[SUPPLIED MATERIAL]:

Issue #1241, opened 2019-11-15
An error occurs when attaching MongoDB Emulator


v-ruizh:
**OS:** Windows
**Build Version:** [20191114.1](https://dev.azure.com/ms-azuretools/AzCode/_build/results?buildId=12450&view=results)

[PROBLEM TO WORK ON]: Starting at the line that contains "An error occurs", write out every line to the end of the entries, exactly as given.

[EXERCISE SOLUTION]:
An error occurs when attaching MongoDB Emulator


v-ruizh:
**OS:** Windows
**Build Version:** [20191114.1](https://dev.azure.com/ms-azuretools/AzCode/_build/results?buildId=12450&view=results)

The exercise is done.